The Transport Ministry has revealed plans targeting swift rollout of satellite-based tolling technology for national highways before the general election code restricting formal announcements arrives – likely March first week. It intends replacing existing radio-frequency FASTags enabling automated distance-based levies and barrier free transit eventually.
Featuring connected on-board GPS transponders calculating toll dynamically, the radical shift promises congestion elimination through seamless mobility minus intermittent halts across sprawling expressway networks. Some stretches have already undergone operational trials.

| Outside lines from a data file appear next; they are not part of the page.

PR #3381, opened 2021-10-29
Core 239

BoulderBrains:
[Core-239](https://kiva.atlassian.net/browse/CORE-239)

Updated the time remaining display on borrower profile. Added an additional check to see if the differenceInDays is larger than 28, if it is we pass through the unit we want returned, which is days. 

I've verified this between the old and new borrower profiles for a few loans and the display of time remaining is the same. 
A loan I used on my VM: https://dev-vm-01.kiva.org/lend-beta/2260639

**Old Borrower profile:** 
Screen Shot 2021-10-29 at 11 55 02 AM

**New Borrower profile:**
Screen Shot 2021-10-29 at 11 54 14 AM

**Borrower profile with less than 28 days remains unchanged**
Screen Shot 2021-10-29 at 11 55 41 AM

I've also added a test to cover a 40 days case.

### DIFF
--- a/src/api/localResolvers/loan.js
+++ b/src/api/localResolvers/loan.js
@@ -107,14 +107,11 @@ function fundraisingTimeLeft(loan) {
 	}
 
 	const now = parseISO(new Date().toISOString());
-
 	const diffInDays = differenceInDays(plannedExpirationDate, now);
-	console.log('plannedEXP', plannedExpirationDate);
-	console.log('NOW', parseISO(new Date().toISOString()));
-	console.log('diffInDays', diffInDays);
 
-	// use differenceInDays to see if the plannedExpirationDate is greater than 28 day from now
-	if (diffInDays > -28) {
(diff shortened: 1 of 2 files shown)


mcstover (approved):

src/api/localResolvers/loan.js
```diff
@@ -105,7 +106,15 @@ function fundraisingTimeLeft(loan) {
 		return '';
 	}
 
+	const now = parseISO(new Date().toISOString());
+	const diffInDays = differenceInDays(plannedExpirationDate, now);
```
emuvente, line 110: `new Date()` can be passed directly into the function:
```
differenceInDays(plannedExpirationDate, new Date())
```

emuvente (approved):
Looks good! Minor style comment, but this works as-is so feel free to merge.

mcstover (approved):

PR #3390, opened 2021-11-04
feat: require valid names during login/registration AUTH-305

emuvente:


ryan-ludwig (approved):

ryan-ludwig:
Nice! Loved reading through those tests

src/pages/LoginAndRegister/RegisterSocial.vue
```diff
@@ -2,42 +2,60 @@
...
+					v-model.trim="lastName"
+					:validation="$v.lastName"
+				>
+					Last name
+					<template #required>
+						Enter last name.
+					</template>
+				</kv-base-input>
+				<kv-base-input name="newAcctTerms"
+					type="checkbox"
```
ryan-ludwig, line 41: I think it's cool that `type` can be set to checkbox like this. I think a future improvement for `kv-base-input` would be to take type as a prop and then display either a `kv-text-input` or `kv-checkbox`, maybe a `kv-radio` too since they have the Kiva Classic styling (and the default form styling looks very non-Kiva Classic in a Tailwind world).

mcstover (approved):

PR #3392, opened 2021-11-04
Causes Product

eddieferrer:
This PR will be a combination of all the work necessary for a user to create a cause subscription: 

GD-162
GD-161

Test url example: 

/causes/signup?cause=climate&beta=true

There is no change to the waitlist functionality, so going to: /causes/signup is still the waitlist signup as it is currently

TODO:
- Update eligibility for causes form


src/components/Causes/CausesDropInPaymentWrapper.vue
```diff
@@ -0,0 +1,175 @@
+<template>
```
eddieferrer, line 1: The plan is to reuse this wrapper for both Update and Register -- similar to how the monthly good drop in wrapper works

src/pages/Causes/Signup.vue
```diff
@@ -1,154 +1,111 @@
...
+			this.hasAutoDeposits = pageQueryResult?.my?.autoDeposit ?? false;
+			const legacySubs = pageQueryResult?.my?.subscriptions?.values ?? [];
+			this.hasLegacySubscription = legacySubs.length > 0;
+			this.hasMadeLoan = pageQueryResult?.my?.lender?.loanCount > 0;
+		} catch (e) {
+			logReadQueryError(e, 'Causes Signup causesSignupEligibilityQuery');
+		}
+	},
+	computed: {
+		// Temporary query param feature flag
```
eddieferrer, line 96: This query param flag is just so we can test this and validate in lower environments

src/pages/Causes/Signup.vue
```diff
@@ -1,154 +1,111 @@
...
+		isBeta() {
+			return this.$route.query.beta === 'true';
+		},
+		isEligibleForCausesSignup() {
```
eddieferrer, line 100: This needs to be updated to reflect the use case of previous cause subscribers coming back to sign up again

src/pages/Causes/Signup.vue
```diff
@@ -1,154 +1,111 @@
 <template>
```
eddieferrer, line 1: This new wrapper component will direct to waitlist or signup form.

mcstover (approved):
Getting close!

src/pages/Causes/SignupForm.vue
```diff
@@ -0,0 +1,195 @@
...
+			// disable form inputs while routing to thanks
+			this.success = true;
+			this.$kvTrackEvent('Registration', 'successful-causes-reg', 'register-causes');
+			this.$router.push({
+				path: 'causes/thanks',
+			});
+		},
+	},
+	computed: {
+		causeCategoryId() {
```
eddieferrer, line 177: This feels super hacky. But we need a way to get the category id from the api for a specific category. Obviously if the name changes this would break. And it would be nice to use the name as the display name on the ui as well. 

I think a better approach is to maybe add a key to the category that will never change and we can use that to map key to category id. @mcstover thoughts on this?

mcstover: I'd agree that it would be better to have an ID passed around to reference a specific "cause" from your list. That may be a future piece of work though as I think you'd need to be passing the id from the initial Cause selection through login and to this page.

mcstover (approved):

PR #3397, opened 2021-11-05
refactor: remove deprecated contentfulUtils

eddieferrer:
* removed processContent and determineResponsive image size functions

VUE-814


mcstover (approved):
I think this is fine... I believe the default page is still reachable by an experiment force url but no one expressed intent to continue using it...

...and cheers for the code cleanup!

eddieferrer:
Yeah I think we're good here. LendByCategoryHomepage.vue is not being used. DefaultHomepage will still load with the covid hero.

PR #4297, opened 2022-10-20
feat: gender added to facets for location options

roger-in-kiva:


src/pages/Lend/LoanChannelCategoryControl.vue
```diff
@@ -489,6 +489,8 @@ export default {
 		updateQuickFilters(filter) {
 			if (filter.gender !== undefined) {
```
dyersituations, line 490: The default of `gender` is `null`, so we might want to just do a `if (filter.gender)` check here. Or does this also receive `null` when filters are cleared?

roger-in-kiva: Yeah, receive `null` and becomes a false.

dyersituations (approved):

PR #4298, opened 2022-10-20
Vue 1307 add keyword search field

dyersituations:
https://kiva.atlassian.net/browse/VUE-1307

- Implemented keyword search filter/input
- Brought over placeholder from legacy, "Search borrower story"
- I know we're moving away from lodash, but using `debounce` from lodash is quite convenient... And we want debounce on a text input that changes filters...
- Used the same query param as legacy, `queryString`

image


mcstover (approved):
Very cool! Using the single import of lodash is the way to go in this case as well.

PR #4299, opened 2022-10-20
fix: make sure game users see the FLSS loan results in carousel

eddieferrer:
This will align the loan set in the carousels with what the achievement service is using.

### DIFF
--- a/src/pages/Lend/LoanChannelCategoryPage.vue
+++ b/src/pages/Lend/LoanChannelCategoryPage.vue
@@ -160,6 +160,22 @@ export default {
 							});
 						}).then(() => {
 							return fetchExperimentSettings('eco_challenge', client);
+						}),
+						client.query(
+							{
+								query: experimentAssignmentQuery,
+								variables: { id: 'loan_channel_flss_query_v1' }
+							}
+						).then(() => {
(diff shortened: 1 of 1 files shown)


src/pages/Lend/LoanChannelCategoryPage.vue
```diff
@@ -160,6 +160,22 @@ export default {
...
+						).then(() => {
+							return client.mutate({
+								mutation: updateExperimentVersion,
+								variables: {
+									id: 'loan_channel_flss_query_v1',
+									version: 'b'
+								}
+							});
+						}).then(() => {
+							return fetchExperimentSettings('loan_channel_flss_query_v1', client);
```
mcstover, line 178: Isn't this just doing the same thing you've done above?

eddieferrer: This is the only sequence I found that works. You can't mutate an unassigned experiment.

So the sequence is assign it, mutate it, then run the assign query again so that we can read this query from the cache where we need to which returns the mutated version.

dyersituations (approved):

mcstover (approved):

PR #4301, opened 2022-10-21
fix: don't add background as a question in faqs

eddieferrer:
Fixes issue where background colors is added as a question, see Kyle's conversation in Slack. Seems to **not** be an issue in: https://github.com/kiva/cms-page-server/blob/main/components/contentful/FrequentlyAskedQuestions.vue


mcstover (approved):
Thank you much!

dyersituations (approved):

Mileage-Based Billing Replaces Fixed Charging
As per the Minister, the space-based solution will capture registration plate photographs automatically before matching against geo-fenced highway coordinates and pre-linked wallets for exact distance-based deductions. This contrasts fixed FASTag deductions currently at entry/exit presently capped around 98% adoption.
However, officials indicate conceptualization around linking satellites, vehicles and highways still remains under finalization across agencies like NHAI. Amendment in supporting rules and laws governing user charging also remain underway promising a tighter rollout schedule than tech stability suggests.
On-Board Devices Still Complex, Costly
Industry players argue that mandating on-board GPS gadgets adds to consumer costs significantly versus inexpensive FASTags, jeopardizing voluntary assimilations in price-sensitive markets like India. They instead advocate optimizing existing tech first before migrating directly from 2022’s IoT tolling revolution.
Critics also feel systemic migration issues mirror issues plaguing lagging electronic traffic challan efficiency still where detection versus actual receipts ratios remain dismal from poor integration after half a decade still. Hence execution uncertainties loom amidst ambitious poll-time targets.